Gosto de imaginar que ilhas significam-se ― fazem-se dizer por signos ― mediante barcos que se aventuram nas águas que as separam, mas também as unem: as águas podem ser oceânicas ou simples veredas, salgadas ou doces, profundas, turbulentas e mais difíceis de navegar, ou arroios cristalinos que escorrem transparentes entre pedras e vegetação de grande frescor. Os barcos, as palavras. E tudo o mais que diz respeito à palavra afeto, no sentido de afetar, atravessar. Escrever e ler são pontas de ilhas que se fazem significar ― os trajetos dependem dos barcos, das ilhas, das águas que as separam. Este blog não pretende nada, exceto lançar barcos que eventualmente alcancem outras ilhas.

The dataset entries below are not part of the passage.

PR #1328, opened 2021-03-13
Fix bug and memory leak in python2js_buffer

### LINKED ISSUE #1326: Potential memory leak in hiwire.c
I am profiling memory for my application, which sends an updated nested dictionary to JS every 100 ms. I call deepCopyToJavascript and destroy the proxy before handing it off. I am seeing continual memory growth, and during profiling, one of the culprits appears to be converting numpy uint8 arrays to JS arrays. The report has the array allocation here:

https://github.com/iodide-project/pyodide/blob/ab249a0a50e401783dda7a270b5de8d26d0c3f33/src/core/hiwire.c#L185

Looking through the hiwire code, I can't figure out what new_value is supposed to accomplish. From what I can tell, it places it in a JS dict and never deletes it. I hand off the converted dictionary to Vuex and never touch it again. It should be destroyed when the data is replaced 100 ms later, but it is still being retained.

hoodmane:
Resolves #1326 (at least the part of it that still exists on master). Thanks to @johnwason for the report.

### DIFF
--- a/src/core/python2js_buffer.c
+++ b/src/core/python2js_buffer.c
@@ -335,33 +335,34 @@ _python2js_buffer_to_typed_array(Py_buffer* buff)
     }
   }
 
+  Py_ssize_t len = buff->len / buff->itemsize;
   switch (format) {
     case 'c':
     case 'b':
-      return hiwire_int8array((i8*)buff->buf, buff->len);
+      return hiwire_int8array((i8*)buff->buf, len);
     case 'B':
-      return hiwire_uint8array((u8*)buff->buf, buff->len);
+      return hiwire_uint8array((u8*)buff->buf, len);
     case '?':
       return NULL;
     case 'h':
-      return hiwire_int16array((i16*)buff->buf, buff->len);
+      return hiwire_int16array((i16*)buff->buf, len);
     case 'H':
-      return hiwire_uint16array((u16*)buff->buf, buff->len);
+      return hiwire_uint16array((u16*)buff->buf, len);
     case 'i':
     case 'l':
     case 'n':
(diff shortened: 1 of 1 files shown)


src/core/python2js_buffer.c
```diff
@@ -335,33 +335,34 @@ _python2js_buffer_to_typed_array(Py_buffer* buff)
     }
   }
 
+  Py_ssize_t len = buff->len / buff->itemsize;
   switch (format) {
     case 'c':
     case 'b':
-      return hiwire_int8array((i8*)buff->buf, buff->len);
+      return hiwire_int8array((i8*)buff->buf, len);
```
rth, line 342: Shouldn't we have been able to detect this in test, via the array length and if so could we add  a regression test.

rth (commented):
Thanks!

Please add a changelog if applicable.

src/core/python2js_buffer.c
hoodmane: No, it's actually pretty weird, it first makes a too-big array in `_python2js_buffer_to_typed_array`:
https://github.com/iodide-project/pyodide/blob/69e28cbe0ef9e0292235575df1bc23a96cbb7815/src/core/python2js_buffer.c#L473
and then it slices the result out of it in `_python2js_shareable_buffer_recursive` 
https://github.com/iodide-project/pyodide/blob/69e28cbe0ef9e0292235575df1bc23a96cbb7815/src/core/python2js_buffer.c#L482
The result it makes has the right size. Then it leaks the too-big array. Only reason I noticed this internal miscalculation is that it leaked the object.
I think I should add a regression test for the memory leak though.

rth: OK, thanks for the clarification!

PR #1329, opened 2021-03-13
Use Python Futures and async instead of Promises in console.py

hoodmane:
This is similar to #1324. The current `console.py` leaks the `load_packages_and_run` and `run` closures by using them with the `promise.then` api. Instead, using a `Future` avoids the leak.


rth:
Maybe @casatir could have a look..

hoodmane:
I think a different approach might be better here, will experiment a bit.

hoodmane:
Closed by #1334.

PR #1330, opened 2021-03-13
Fix two memory leaks in jsproxy

hoodmane:


src/tests/test_jsproxy.py
```diff
@@ -736,3 +736,19 @@ def raises(exc, match=None):
         `);
         """
     )
+
+
+def test_memory_leaks(selenium):
```
rth, line 741: Maybe

```suggestion
def test_jsproxy_get_iter_memory_leak(selenium):
```
?

rth (approved):

src/tests/test_jsproxy.py
hoodmane: Here I tested both `iter` and `repr`. I think it could be reasonably practical to update the test to include a bunch of other commands (we can just call various APIs and then assert that nothing leaked at the end). Anyways, I figure the test name and contents can be updated as we increase leak test coverage. Maybe `test_jsproxy_memory_leaks` would be good (though this is already in a file called `test_jsproxy`).

rth:
Actually `test_memory_leaks` fails when run as part of the test suite, but passes when re-run later independently. See for instance CI in this PR.

hoodmane:
Right these sorts of tests are very sensitive to the environment.

We should make it so that it fails the CI if the test only passes on the second run? I often run tests locally only individually and then if the CI passes I don't look at the results. The rerun-failed-tests thing is a really helpful diagnostic tool but it shouldn't be a relaxation of the test suite.

hoodmane:
I opened #1350 for this.

PR #1334, opened 2021-03-13
create_proxy and create_once_proxy APIs (for reducing memory leaks)

### LINKED ISSUE #1325: Potential memory leak in WebLoop.py
WebLoop.py uses `js.setTimeout` to implement call_* functions. The code is:

```
h = asyncio.Handle(callback, args, self, context=context)
setTimeout(h._run, delay * 1000)
return h
```

https://github.com/iodide-project/pyodide/blob/de7c3420103fabbf01c589fcf2a429d157a6bd5e/src/pyodide-py/pyodide/webloop.py#L139

I think this may result in a memory leak, since the `h._run` JS proxy is never released.

hoodmane:
This PR is intended to help resolve memory leaks like the one in #1325, and the promise related leaks in `console.py` and `micropip` and in `jsproxy.c`. It also should resolve the problem I discussed in #1306 with the difficulty between #382 and #1049: to remove an event listener you should make a proxy explicitly so you can delete it later:

```py
def callback(event):
   # handle event
   
proxy = pyodide.create_proxy(callback)
from js import document
document.body.addEventListener("click", proxy)

# Later:
document.body.removeEventListener("click", proxy)
proxy.destroy()
```

Resolves #1325.

There was a very tough to locate fatal error due to undefined behavior in JsProxy call, I made a separate PR to fix that #1335.


src/core/pyproxy.c
```diff
@@ -1225,9 +1232,69 @@ EM_JS_NUM(int, pyproxy_init_js, (), {
 });
 // clang-format on
 
+JsRef
+create_once_proxy(PyObject* obj)
+{
+  Py_INCREF(obj);
+  return (JsRef)EM_ASM_INT(
+    {
+      let o = { $$ : { ptr : $0 } };
```
rth, line 1241: Remind me what's "$$" in this context?

src/core/pyproxy.c
```diff
@@ -1225,9 +1232,69 @@ EM_JS_NUM(int, pyproxy_init_js, (), {
 });
 // clang-format on
 
+JsRef
+create_once_proxy(PyObject* obj)
```
rth, line 1236: Could you add a docstring, as it's not clear from the name that the resulting proxy can only be called once.

src/pyodide-py/pyodide/__init__.py
```diff
@@ -26,4 +26,6 @@
     "JsException",
     "register_js_module",
     "unregister_js_module",
+    "create_once_proxy",
+    "create_proxy",
```
rth, line 30: Please also add these to https://github.com/iodide-project/pyodide/blob/master/docs/usage/api-reference.md#python-api and make sure that the generated signature / documentation looks OK?

src/core/pyproxy.c
```diff
@@ -1225,9 +1232,69 @@ EM_JS_NUM(int, pyproxy_init_js, (), {
...
+  return result;
+}
+
+static PyMethodDef pyproxy_methods[] = {
+  {
+    "create_once_proxy",
+    create_once_proxy_py,
+    METH_O,
+    PyDoc_STR("Create a wrapper around a Python function that can be called "
+              "once from Javascript"),
```
rth, line 1283: I think the first line of the docstring should be a signature line here and below?
https://www.python.org/dev/peps/pep-0007/#documentation-strings

rth (commented):
Thanks for working on reducing memory leaks! A few comments below otherwise looks good to me.

rth:
Also please add a changelog entry

src/core/pyproxy.c
hoodmane: This is a hack, I've fixed it in #1340, I suppose I will copy the code from that branch back to this one.

src/pyodide-py/pyodide/__init__.py
hoodmane: It's a bit annoying that we have to duplicate the doc strings in order for sphinx to find them.

rth: I don't think it's specific to sphinx. It's also necessary to make help(create_proxy) show the correct signature.

hoodmane:
I think we need a third common variant of this to use with `Promise.then`.

src/pyodide-py/pyodide/__init__.py
hoodmane: It isn't specific to Sphinx I agree. The issue I was referring to is the fact that our C code can't be built for native Python so any C extension docstrings currently need to be duplicated into `_core.py` so that they are present in the stubs.

src/core/hiwire.c
```diff
@@ -388,17 +388,37 @@ EM_JS_REF(JsRef, hiwire_dir, (JsRef idobj), {
...
   return Module.hiwire.new_value(jsfunc(... jsargs));
 });
 
-EM_JS_REF(JsRef, hiwire_call_OneArg, (JsRef idfunc, JsRef idarg), {
-  let jsfunc = Module.hiwire.get_value(idfunc);
-  let jsarg = Module.hiwire.get_value(idarg);
-  return Module.hiwire.new_value(jsfunc(jsarg));
-});
+JsRef
+hiwire_call_va(JsRef idobj, ...)
```
rth, line 413: What does "va" stand for in the name? Could we use something more explicit?

OK I see http://www.cplusplus.com/reference/cstdarg/
Maybe then at least have the term "Variable arguments" appear somewhere in the docstring.

src/core/jsproxy.c
```diff
@@ -644,26 +646,111 @@ JsProxy_Await(JsProxy* self, PyObject* _args)
...
   Py_CLEAR(set_exception);
-  Py_DECREF(fut);
+  hiwire_CLEAR(promise_id);
+  hiwire_CLEAR(promise_handles);
+  hiwire_CLEAR(promise_result);
+  return result;
+}
+
+/**
+ * Overload for `then` for JsProxies with a `then` method.
```
rth, line 669: What was the issue with the previous implementation? Memory leaks?

src/core/pyproxy.c
```diff
@@ -1220,14 +1230,136 @@ EM_JS_NUM(int, pyproxy_init_js, (), {
...
+      "of the Callable. The javascript function also has a `destroy` API that "
+      "can be used to release the proxy without calling it."),
+  },
+  {
+    "create_proxy",
+    create_proxy,
+    METH_O,
+    PyDoc_STR("create_proxy(obj : Any) -> JsProxy"
+              "\n\n"
+              "Create a PyProxy"),
```
rth, line 1354:
```suggestion
              "Create a JsProxy from a Python object."),
```

src/core/pyproxy.c
```diff
@@ -1220,14 +1230,136 @@ EM_JS_NUM(int, pyproxy_init_js, (), {
...
+  return result;
+}
+
+static PyMethodDef pyproxy_methods[] = {
+  {
+    "create_once_callback",
+    create_once_callback_py,
+    METH_O,
+    PyDoc_STR(
+      "create_once_callback(obj : Callable) -> JsProxy"
```
rth, line 1341: Maybe,
```suggestion
      "create_proxy_once(obj : Callable) -> JsProxy"
```
 to be more consistent with the one below? For me a callback is something that is meant to be called repeatedly, and even if we were in pure Python it's strange to have a function that creates a callback object. There is nothing that distinguishes a callback function from a non callback function generally (or in this case a Promise like object), unless I'm missing something? 

Also the docstring should mention that then and finally methods?

src/pyodide-py/pyodide/_core.py
```diff
@@ -16,5 +22,19 @@ class JsProxy:  # type: ignore
 
         # Defined in jsproxy.c
 
+        # Defined in jsproxy.c
+
+    def create_once_callback(obj: Callable) -> JsProxy:
+        """Wrap a Python callable in a Javascript function that can be called
+        once. After being called the proxy will decrement the reference count
+        of the Callable. The javascript function also has a `destroy` API that
+        can be used to release the proxy without calling it.
```
rth, line 31: I think you can remove the docstring short of a 1 line description. Otherwise we would have to keep it in sync. This function doesn't do this anyway.

src/core/hiwire.c
hoodmane: > Could we use something more explicit?

Perfectly happy to if you have a suggestion. For what it's worth, the Python equivalents are `PyObject_CallFunctionObjArgs` and `PyObject_CallMethodObjArgs`. (I also think we would do well to move to mixed snake / camel case naming in hiwire like what Python does.)

src/pyodide-py/pyodide/_core.py
hoodmane: Well this is the version that will appear in the api docs.

src/core/jsproxy.c
hoodmane: Yeah, before we just allowed it to go through `JsProxy_Vectorcall`. This leaked the `onFulfilled` and `onResolved` handles, and you can't fix it with `create_once_proxy` because exactly one of `onFulfilled` and `onResolved` gets called. Actually the implementation of `catch` is still wrong though.

src/core/pyproxy.c
hoodmane: I guess I meant that the argument should be a function of some sort, and the resulting object can only be used to call the function as opposed to `create_proxy` which makes sense for any Python argument and creates a proxy that can be used in other ways. I'm not sure what the best way to indicate this in the names though. `create_once_proxy` sounds better to me for word order than `create_proxy_once` though.

What about `create_once_callable`?

rth: > What about create_once_callable?

Sounds good.

src/pyodide-py/pyodide/_core.py
rth: Right, forgot about that.

src/core/hiwire.c
rth: `hiwire_CallFunctionObjArgs` ?  I guess keeping the CPython C naming conventions would make sense.

But no strong feeling about it, we can also keep it as is and improve names in some other PR.

src/pyodide-py/pyodide/_core.py
```diff
@@ -16,5 +22,23 @@ class JsProxy:  # type: ignore
 
         # Defined in jsproxy.c
 
+        # Defined in jsproxy.c
+
+    def create_once_callable(obj: Callable) -> JsProxy:
+        """Wrap a Python callable in a Javascript function that can be called
+        once. After being called the proxy will decrement the reference count
```
rth, line 29: FYI, we use the numpydoc convention and [docstring need a 1 line summary](https://numpydoc.readthedocs.io/en/latest/format.html#sections), followed by an empty line, and then the rest of the docstring.

Though it seems to be rendering fine in [sphinx table summary](https://24620-122663163-gh.circle-artifacts.com/0/home/circleci/repo/docs/_build/html/usage/api-reference.html) so it's probably for to keep it as is.

rth:
Thanks @hoodmane !

PR #1335, opened 2021-03-14
Critical bugfix: Fix UB in JsProxy_Call

hoodmane:
The C compiler hates me. This was introduced in #1033.


rth:
Well the issue is that, particularly after doing a bit of Rust, that the compiler is not very helpful there. Is there a way we could enable more static analysis, or use third party tools to do that?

Barquinhos de papel.


quarta-feira, 14 de setembro de 2011

sonhando a própria angústia da História

Apesar de tudo, gosto dos meus sonhos ― eles me economizam a sessão extra de análise semanal. A maravilha da condensação: um retalho da novela, outro de conversa, outro da literatura ― e o substrato denso e indelével da vida. Indelével ― a beleza desta palavra não trai a complexidade do que nela subjaz. Fundo acima de tudo inescrutável, como um filme cujo entendimento estivesse fora de qualquer cogitação hermenêutica. O que sonhei esta noite mal cabe em palavras. Não cabe, aliás, porque pareço eu mesma, no sonho, sendo tragada por alguma coisa que pareço assistir. Ontem revisitei, em memória, o conto “Pai contra mãe”, de Machado de Assis. Também me chegou em casa o livro Os bestializados: o Rio de Janeiro e a República que não foi, de José Murilo de Carvalho. Textos aproximadamente da mesma quadra histórica, que sinto certa urgência de estudar. E o onipresente achado de Stephen Dedalus ― “A história é um pesadelo de que tento despertar-me”. Sonhar o próprio pesadelo da História, vivendo numa cidade à beira do caos, e traçar nas palavras uma tentativa de catarse desse pesadelo, pois há em curso alguma coisa estranha, e sonhar é entrever possibilidades de acessar o que o dia, mais do que nunca, está tentando negar. Não é só a questão de sonhar ― é o espanto de amanhecer com a sensação de que um mundo tão ou mais vasto que o dia foi visitado, e são tantos os feixes cruzados em umas poucas imagens que a melhor apropriação que consigo fazer desta noite é que a linguagem pode ser brutalmente subtraída de uma vida (e isso equivaleria a perder a própria vida), embora as pessoas continuem falando, falando as coisas que se dizem todo dia.